"No, I be durned if ye shall! Hapgood, you stick to her: take this yer gun, and I'll slip down inter the holler, and see whuther the cuss's alive or dead, any how."

"O, Mr. Pepperill, if you will!" said Virginia, overjoyed.

Penn remonstrated,—rather feebly, it must be confessed, for the determination to part from her had cost him a struggle, and the privilege of keeping by her side till all danger was past, seemed too sweet to refuse.

"I'll take her to her father, and hurry back, and meet you."

"All right!" came the response from Dan, already far down the rocks.

"The cave is close by," said Penn. "There is Cudjo, waiting for us!"

Coming up with the black, and once more following his lead, they descended along the shelf of rocks, between the thickets and the overhanging ledge. So they came to the still dark jaws of the cavern. A grateful coolness breathed in their faces from within. But how dismal the entrance seemed to eyes lately dazzled by the blazing woods!
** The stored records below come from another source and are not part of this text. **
PR #420, opened 2023-09-25
[AAP-16339] Add default status_message to activations and instances when updating their status

hsong-rh:
This is the followup of https://github.com/ansible/eda-server/pull/416: update the `status_message` of activations/instances with default values when their status is changed.

### DIFF
--- a/src/aap_eda/core/enums.py
+++ b/src/aap_eda/core/enums.py
@@ -87,3 +87,17 @@ class CredentialType(DjangoStrEnum):
     REGISTRY = "Container Registry"
     GITHUB = "GitHub Personal Access Token"
     GITLAB = "GitLab Personal Access Token"
+
+
+ACTIVATION_STATUS_MESSAGE_MAP = {
+    ActivationStatus.PENDING: "Wait for a worker to be available to start activation",  # noqa: E501
+    ActivationStatus.STARTING: "Worker is starting activation",
+    ActivationStatus.RUNNING: "Container running activation",
+    ActivationStatus.STOPPING: "Activation is being disabled",
+    ActivationStatus.DELETING: "Activation is being deleted",
+    ActivationStatus.COMPLETED: "Activation has completed",
+    ActivationStatus.FAILED: "Activation has failed",
+    ActivationStatus.STOPPED: "Activation has stopped",
+    ActivationStatus.UNRESPONSIVE: "Activation is not responsive",
+    ActivationStatus.ERROR: "Activation is in an error state",
+}
--- a/src/aap_eda/core/models/activation.py
+++ b/src/aap_eda/core/models/activation.py
@@ -14,7 +14,16 @@
 
 from django.db import models
 
-from aap_eda.core.enums import ActivationStatus, RestartPolicy
+from aap_eda.core.enums import (
+    ACTIVATION_STATUS_MESSAGE_MAP,
+    ActivationStatus,
+    RestartPolicy,
+)
+from aap_eda.core.exceptions import (
+    StatusRequiredError,
+    UnknownStatusError,
+    UpdateFieldsRequiredError,
+)
 
 from .user import User
 
@@ -74,6 +83,57 @@ class Activation(models.Model):
     status_updated_at = models.DateTimeField(null=True)
     status_message = models.TextField(null=True, default=None)
 
+    def save(self, *args, **kwargs):
+        # when creating
+        if self._state.adding:
+            if self.status_message is None:
+                self._set_status_message()
+        else:
+            if not bool(kwargs) or "update_fields" not in kwargs:
+                raise UpdateFieldsRequiredError(
+                    "update_fields is required to use when saving "
+                    "due to race conditions"
+                )
+            else:
+                if "status" in kwargs["update_fields"]:
+                    self._is_valid_status()
+
+            if (
+                "status_message" in kwargs["update_fields"]
+                and "status" not in kwargs["update_fields"]
+            ):
+                raise StatusRequiredError(
+                    "status_message cannot be set by itself, "
+                    "it requires status and status_message together"
+                )
+            # when updating without status_message
+            elif (
+                "status" in kwargs["update_fields"]
+                and "status_message" not in kwargs["update_fields"]
+            ):
+                self._set_status_message()
+                kwargs["update_fields"].append("status_message")
+
+        super().save(*args, **kwargs)
+
+    def _set_status_message(self):
+        self.status_message = self._get_default_status_message()
+
+        if self.status == ActivationStatus.PENDING and not self.is_enabled:
+            self.status_message = "Activation is marked as disabled"
+
+    def _get_default_status_message(self):
+        try:
+            return ACTIVATION_STATUS_MESSAGE_MAP[self.status]
+        except KeyError:
+            raise UnknownStatusError(f"Status [{self.status}] is invalid")
+
+    def _is_valid_status(self):
+        try:
+            ActivationStatus(self.status)
+        except ValueError as error:
+            raise UnknownStatusError(error)
+
 
 class ActivationInstance(models.Model):
     class Meta:
@@ -92,6 +152,51 @@ class ActivationInstance(models.Model):
     ended_at = models.DateTimeField(null=True)
     activation_pod_id = models.TextField(null=True)
     status_message = models.TextField(null=True, default=None)
+
+    def save(self, *args, **kwargs):
+        # when creating
+        if self._state.adding:
+            if self.status_message is None:
+                self.status_message = self._get_default_status_message()
+        else:
+            if not bool(kwargs) or "update_fields" not in kwargs:
+                raise UpdateFieldsRequiredError(
+                    "update_fields is required to use when saving "
+                    "due to race conditions"
+                )
+            else:
+                if "status" in kwargs["update_fields"]:
+                    self._is_valid_status()
+
+            if (
+                "status_message" in kwargs["update_fields"]
+                and "status" not in kwargs["update_fields"]
+            ):
+                raise StatusRequiredError(
+                    "status_message cannot be set by itself, "
+                    "it requires status and status_message together"
+                )
+            # when updating without status_message
+            elif (
+                "status" in kwargs["update_fields"]
+                and "status_message" not in kwargs["update_fields"]
+            ):
+                self.status_message = self._get_default_status_message()
+                kwargs["update_fields"].append("status_message")
+
+        super().save(*args, **kwargs)
+
+    def _get_default_status_message(self):
+        try:
+            return ACTIVATION_STATUS_MESSAGE_MAP[self.status]
+        except KeyError:
+            raise UnknownStatusError(f"Status [{self.status}] is invalid")
+
+    def _is_valid_status(self):
+        try:
+            ActivationStatus(self.status)
+        except ValueError as error:
+            raise UnknownStatusError(error)
 
 
 class ActivationInstanceLog(models.Model):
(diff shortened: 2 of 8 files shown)


hsong-rh:
@mkanoor @Alex-Izquierdo Please review the default messages and discuss if the approach is doable.

src/aap_eda/core/enums.py
```diff
@@ -87,3 +87,17 @@ class CredentialType(DjangoStrEnum):
     REGISTRY = "Container Registry"
     GITHUB = "GitHub Personal Access Token"
     GITLAB = "GitLab Personal Access Token"
+
+
+ACTIVATION_STATUS_MESSAGE_MAP = {
+    ActivationStatus.PENDING: "Wait for worker to start the activation",
```
Alex-Izquierdo, line 93: This would not be accurate in all cases. Pending is our default initial status. when we create a disabled activation is this its status. We should have a "disabled" status.

src/aap_eda/core/enums.py
```diff
@@ -87,3 +87,17 @@ class CredentialType(DjangoStrEnum):
...
+    ActivationStatus.STARTING: "Worker starts the activation",
```
mkanoor, line 94: @hsong-rh I think the message would be better as "Worker starting activation"

src/aap_eda/core/enums.py
hsong-rh: @Alex-Izquierdo how about based on `is_enabled` flag, we set different default message? 
```
if is_enabled:
    status_message = "Wait for a worker to be available to start activation"
else:
   status_message = "Activation is marked as disabled"
```
In this case, we don't need to add `disabled` status

src/aap_eda/core/models/activation.py
```diff
@@ -74,6 +78,31 @@ class Meta:
...
 
+    def save(
+        self,
+        force_insert=False,
+        force_update=False,
+        using=None,
+        update_fields=None,
+    ):
+        # when creating
+        if update_fields is None and self.status == ActivationStatus.PENDING:
```
Alex-Izquierdo, line 89: Why are you adding pending status in this conditional? I think we want to check any transition and compare the current value with the old one. You can do this fetching the object from the DB before, but that adds an additional query to the DB, there is a way to do it without a query as is described here: https://stackoverflow.com/questions/23361057/django-comparing-old-and-new-field-value-before-saving/64116052#64116052

src/aap_eda/core/models/activation.py
```diff
@@ -74,6 +78,31 @@ class Meta:
     status_updated_at = models.DateTimeField(null=True)
     status_message = models.TextField(null=True, default=None)
 
+    def save(
+        self,
+        force_insert=False,
+        force_update=False,
+        using=None,
+        update_fields=None,
```
Alex-Izquierdo, line 86: I think we should not limit the api of the method overriding the params. Instead we should use `*args, **kwargs` and passing through them in the call to the parent.

src/aap_eda/core/enums.py
Alex-Izquierdo: I feel a pending state for an activation that is not enabled is confusing and a bad UX. But that is another discussion. For the scope of the PR, that conditional is what we need to have useful messages, IMO.

src/aap_eda/core/models/activation.py
hsong-rh: We just update `status_message` whenever `status` is changed, no need to compare with the old value.

src/aap_eda/core/models/activation.py
```diff
@@ -74,6 +78,26 @@ class Meta:
     status_updated_at = models.DateTimeField(null=True)
     status_message = models.TextField(null=True, default=None)
 
+    def save(self, *args, **kwargs):
```
Alex-Izquierdo, line 81: It is missing the logic to ensure the status_message if you call "save" method without update_fields (only ensures the pending status) that's why I say you have to compare to the previous value, to check if the instance is updating that field or not.

src/aap_eda/core/models/activation.py
```diff
@@ -93,6 +117,19 @@ class Meta:
     activation_pod_id = models.TextField(null=True)
     status_message = models.TextField(null=True, default=None)
 
+    def save(self, *args, **kwargs):
+        if kwargs is None or kwargs.get("update_fields") is None:
```
Alex-Izquierdo, line 121: with this logic as it is, you would override any status_message by its default every time the save method is called without update_fields. You need to compare with the previous value to know if status_message should have a new default message or not.

mkanoor: @hsong-rh Can we just use the elif portion of this and not use the if portion? Because we want to set the status and the status_message as a pair all the time. if the caller has not provided the status_message we provide the default like the elif portion is doing it.

mkanoor: @hsong-rh I think we might also want to prevent someone from just changing the status_message without the status variable defined. If it's currently in Error state, we can't just have an update_field with status_message set to "Everything is OK". If they have to change the status_message they should change the status and the status_message.

mkanoor: There was also the discussion last week that since we many have too many processes (api-worker, activation-worker, default-worker) working with the Activation and ActivationInstance we should not allow saves without update_fields, since one process can end up clobbering a previous workers updates.

src/aap_eda/core/models/activation.py
hsong-rh: The missing logic is added

src/aap_eda/core/models/activation.py
hsong-rh: The select_for_update/atomic transaction is used in the outside block, here the activation record is locked already, and update the fields. 

@mkanoor @Alex-Izquierdo 
1. now normal `save()` without any parameters will raise a validation error;
2. `save(update_fields=["status_message"])` will raise a validation error;
3. `save(update_fields=["status"])` will also update `status_message` with default if it's none

mkanoor:
@hsong-rh Can we add tests for Activation model with different save options?

src/aap_eda/core/models/activation.py
```diff
@@ -74,6 +80,46 @@ class Meta:
...
     status_message = models.TextField(null=True, default=None)
 
+    def save(self, *args, **kwargs):
+        # when creating
+        if self._state.adding:
+            if self.status_message is None:
+                self._set_status_message()
+        else:
+            if kwargs is None:
+                raise ValidationError(
```
Alex-Izquierdo, line 90: This is not a validation error. Can you use a custom exception UpdateFieldsRequiredError?

src/aap_eda/core/models/activation.py
```diff
@@ -74,6 +80,46 @@ class Meta:
...
+                        "update_fields is required to use when saving "
+                        "due to race conditions"
+                    )
+                )
+            # when updating without status
+            elif (
+                "status_message" in kwargs["update_fields"]
+                and "status" not in kwargs["update_fields"]
+            ):
+                raise ValidationError(
```
Alex-Izquierdo, line 101: This is not a validation error. Can you use a custom exception StatusMessageRequiredError?

src/aap_eda/core/models/activation.py
```diff
@@ -74,6 +80,46 @@ class Meta:
     status_updated_at = models.DateTimeField(null=True)
     status_message = models.TextField(null=True, default=None)
 
+    def save(self, *args, **kwargs):
+        # when creating
+        if self._state.adding:
+            if self.status_message is None:
+                self._set_status_message()
+        else:
+            if kwargs is None:
```
Alex-Izquierdo, line 89: save method supports several parameters, we want to enforce the update_fields param, dont?

src/aap_eda/core/models/activation.py
```diff
@@ -74,6 +80,46 @@ class Meta:
     status_updated_at = models.DateTimeField(null=True)
     status_message = models.TextField(null=True, default=None)
 
+    def save(self, *args, **kwargs):
```
Alex-Izquierdo, line 83: This is an important restriction on the model and it should have their own tests to ensure the expected behavior.

src/aap_eda/core/models/activation.py
```diff
@@ -93,6 +139,44 @@ class Meta:
...
+            elif (
+                "status" in kwargs["update_fields"]
+                and "status_message" not in kwargs["update_fields"]
+            ):
+                self.status_message = ACTIVATION_STATUS_MESSAGE_MAP[
+                    self.status
+                ]
+                kwargs["update_fields"].append("status_message")
+
+        super().save(*args, **kwargs)
```
mkanoor, line 178: @Alex-Izquierdo @hsong-rh 
Would it make sense to wrap this in an select_for_update or should that be done by the caller?

Alex-Izquierdo: I would leave it to the caller, let's see how this restriction works for now.

src/aap_eda/core/models/activation.py
```diff
@@ -74,6 +82,42 @@ class Meta:
...
+                raise UpdateFieldsRequiredError(
+                    "update_fields is required to use when saving "
+                    "due to race conditions"
+                )
+            # when updating without status
+            elif (
+                "status_message" in kwargs["update_fields"]
+                and "status" not in kwargs["update_fields"]
+            ):
+                raise StatusMessageRequiredError(
```
mkanoor, line 101: @hsong-rh This should be StatusRequiredError instead of StatusMessageRequiredError. Because we are saying that status is mandatory, status_message is optional and status_message can't be set by itself. Maybe the error message should say "status_message cannot be set by itself, it requires status and status_message together".

tests/integration/core/test_activation.py
```diff
@@ -0,0 +1,90 @@
...
+        ActivationStatus.STOPPING,
+        ActivationStatus.DELETING,
+        ActivationStatus.COMPLETED,
+        ActivationStatus.FAILED,
+        ActivationStatus.STOPPED,
+        ActivationStatus.UNRESPONSIVE,
+        ActivationStatus.ERROR,
+        ActivationStatus.PENDING,
+    ]:
+        activation.status = status
```
mkanoor, line 74: @hsong-rh Do we have tests for an Invalid Status Name, that gets passed?

hsong-rh: @mkanoor Added in the tests

src/aap_eda/core/models/activation.py
```diff
@@ -74,6 +83,48 @@ class Meta:
...
+        self.status_message = self._get_default_status_message()
+
+        if self.status == ActivationStatus.PENDING and not self.is_enabled:
+            self.status_message = "Activation is marked as disabled"
+
+    def _get_default_status_message(self):
+        try:
+            return ACTIVATION_STATUS_MESSAGE_MAP[self.status]
+        except KeyError:
+            raise UnknownStatusError(f"Status [{self.status}] is invalid")
```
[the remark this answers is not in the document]
hsong-rh: @mkanoor `_set_status_message` is called in both creating and updating time, also https://github.com/ansible/eda-server/pull/420/files#diff-e03abd6702de56997bfecb4910d346ed584c41874856257890ec949b8484ad39R57 is the place for updating test

mkanoor (approved):

src/aap_eda/core/models/activation.py
```diff
@@ -74,6 +83,57 @@ class Meta:
     status_updated_at = models.DateTimeField(null=True)
     status_message = models.TextField(null=True, default=None)
 
+    def save(self, *args, **kwargs):
+        # when creating
+        if self._state.adding:
+            if self.status_message is None:
+                self._set_status_message()
+        else:
+            if not bool(kwargs):
```
Alex-Izquierdo, line 92: We could call the method with any other param but without the update_fields and it would pass this check. If want to enforce the use of update_field, we must check for its existence.

Alex-Izquierdo (approved):

mkanoor (approved):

Virginia clung tightly to Penn's hand, as they groped their way in.

At first nothing was visible but a few smouldering embers, winking their sleepy eyes in the dark. Out of these Cudjo soon blew a little blaze, which he fed with sticks and bits of bark until it lighted up fitfully the dim interior and shadowy walls of his abode.

Penn hushed Virginia with a finger on his lips, and restrained her from throwing herself forward upon the rude bed, where the blind old man was just awaking from a sound sleep.

In that profound subterranean solitude the roar of the fiery breakers, dashing on the mountain side, was subdued to a faint murmur, less distinct than the dripping of water from roof to floor in the farther recesses of the cave. There, left alone, lulled by the dull, monotonous trickle,—thinking, if he heard the roar at all, that it was the mountain wind blowing among the pines,—Mr. Villars had slept tranquilly through all the horrors of that night.